The findings, announced today in Science Advances, will help scientists better understand some important changes that proteins undergo. It had previously been thought to be impossible to characterize these changes, in part because the transitions are so incredibly small and fleeting.
The changes relate to how proteins convert from one observable shape to another—and they happen in less than one trillionth of a second, in molecules that are less than one millionth of an inch in size. It had been known that these changes must happen and they have been simulated by computers, but prior to this no one had ever observed how they happen.
Now they have, in part by recognizing the value of certain data collected by many researchers over the last two decades.
"Actual evidence of these transitions was hiding in plain sight all this time," said Andrew Brereton, an OSU doctoral student and lead author on this study. "We just didn't know what to look for, and didn't understand how significant it was."
All proteins start as linear chains of building blocks and then quickly fold to their proper shape, going through many high-energy transitions along the way. Proper folding is essential to the biological function of proteins, and when it doesn't happen correctly, protein folding diseases can be one result—such as Alzheimer's disease, Lou Gehrig's disease, amyloidosis and others.
Proteins themselves are a critical component of life, the workhorses of biology. They are comparatively large, specialty molecules that can do everything from perceiving light to changing shape and making muscles function. Even the process of thinking involves proteins at the end of one neuron passing a message to different proteins on the next neuron.
A powerful tool called X-ray crystallography has been able to capture images of proteins in their more stable shapes, but what was unknown is exactly how they got from one stable form to another. The changes in shape that are needed for those transitions are fleeting and involve distortions in the molecules that are extreme and difficult to predict.
What the OSU researchers discovered, however, is that the stable shapes adopted by a few proteins actually contained some parts that were trapped in the act of changing shape, conceptually similar to finding mosquitos trapped in amber.

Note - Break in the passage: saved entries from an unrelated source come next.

PR #6, opened 2021-12-15
Remove public external references

andydotxyz:
A minor change in concept - remove the external dependency references from our public API.

Following this developers can purely use the `go-text/typesetting` without knowing about `harfbuzz` or `fonts` packages from external repo.

Discussions may be required about packages or naming, but as discussed elsewhere the API is not final/stable yet.


whereswaldon (changes requested):
Looking solid! I have one concern, but it's about placement, not approach. Nice work.

andydotxyz:
> Looking solid! I have one concern, but it's about placement, not approach. Nice work.

OK no problems. But I can't see the are you'd like me to change, sorry.
Am I missing something in the review data?

font/language.go
```diff
@@ -0,0 +1,6 @@
+package font
+
+import "github.com/benoitkugler/textlayout/language"
+
+type Language = language.Language
+type Script = language.Script
```
whereswaldon, line 6: My only concern is that these are not inherently a font characteristic, but rather a characteristic of the input text. I'd prefer to move these into a separate `language` package in `typesetting` or put them in `shaping` (since that's where they're consumed from). As it stands, I think accessing them as `font.{Language,Script}` is misleading.

I totally typed this out before, but I think maybe I didn't finalize the comment and then I submitted my review and the draft vanished. Sorry for the confusing review with no context!

whereswaldon (changes requested):
I _hope_ my comment shows up this time. :D

font/language.go
andydotxyz: I see this now, thanks.
Same has happened to me before :)

font/font.go
```diff
@@ -0,0 +1,13 @@
+package font
+
+import (
+	"github.com/benoitkugler/textlayout/fonts"
+	"github.com/benoitkugler/textlayout/fonts/truetype"
+)
+
+type Font = *truetype.Font
```
benoitkugler, line 8: This naming suggest that we only support truetype/opentype font files.

I seems to me than some people have expressed interest for older font formats. We probably should discuss what formats we want to support, but in the meantime, I suggest renaming to `OpentypeFont` for instance.

font/face.go
```diff
@@ -1,13 +1,16 @@
...
+import (
+	"github.com/benoitkugler/textlayout/fonts"
+	"github.com/benoitkugler/textlayout/harfbuzz"
+)
 
 type GID = fonts.GID
+type GlyphMask = harfbuzz.GlyphMask
 
 type Face interface {
+	fonts.Face // make sure that we can use textlayout/fonts.Face as Face
```
benoitkugler, line 12: Minor comment : I was thinking to `textlayout/fonts.Face` as a draft interface, that we will polish when building go-text. 
(When the API is settled, it is not obvious that the methods in  `textlayout/fonts.Face` are all needed.)

Anyway, if we prefer to stick to `textlayout/fonts.Face`, we could simply use 
`type Face = textlayout/fonts.Face`

benoitkugler (changes requested):
Very nice work (I now better understand what you had in mind). It is indeed a much cleaner external API !
I have two comments : one major, one minor.

font/font.go
andydotxyz: There certainly is some confusion about Font vs Face which led to me taking this approach.
Going back to just `Face` for now to avoid the implication of only truetype support.

font/face.go
andydotxyz: I started with a `Face` alias - but then `NominalGlyph` was added, and I didn't think we wanted two different face interfaces in this package?

whereswaldon:
I'm happy once @benoitkugler is happy. :D

font/face.go
benoitkugler: Alright. Since the `NominalGlyph` is already in `textlayout/fonts.Face`, I then suggest to use `type Face = textlayout/fonts.Face`

benoitkugler:
LGTM ! Thank you for the changes.

benoitkugler (approved):

font/font.go
```diff
@@ -0,0 +1,12 @@
+package font
+
+import (
+	"github.com/benoitkugler/textlayout/fonts"
+	"github.com/benoitkugler/textlayout/fonts/truetype"
+)
+
+type Resource = fonts.Resource
+
+func ParseTTF(file Resource, loadAllTables bool) (Face, error){
```
benoitkugler, line 10: Actually, in the context of this package, we always want to load all the tables.
So I would remove `loadAllTables` from the `ParseTTF` arguments (and pass `true` to the  `truetype.Parse` call.

benoitkugler (changes requested):
Sorry, one last minute detail..

whereswaldon (approved):

benoitkugler (approved):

"We discovered that some proteins were holding single building blocks in shapes that were supposed to be impossible to find in a stable form," said Andrew Karplus, the corresponding author on the study and a distinguished professor of biochemistry and biophysics in the OSU College of Science.
"Apparently about one building block out of every 6,000 gets trapped in a highly unlikely shape that is like a single frame in a movie," Karplus said. "The set of these trapped residues taken together have basically allowed us to make a movie that shows how these special protein shape changes occur. And what this movie shows has real differences from what the computer simulations had predicted."
As with most fundamental discoveries, the researchers said, the full value of the findings may take years or decades to play out.
What is clear is that proteins are key to some of the most fundamental processes of life, and this new information has revealed the first direct views of specific details of one aspect of protein folding in a way that had not been considered possible.
"In the 1870s an English photographer named Eadweard Muybridge made some famous photographs that settled a debate which had been going on for decades, about whether horses as they run actually lift all four feet off the ground at the same time," Karplus said.
"His novel series of stop-action photos proved that they did, and opened up a whole new understanding of animal locomotion," he said. "In a similar way, our results change the way researchers can now look at one of the ways proteins change shape, and that's a pretty fundamental part of life."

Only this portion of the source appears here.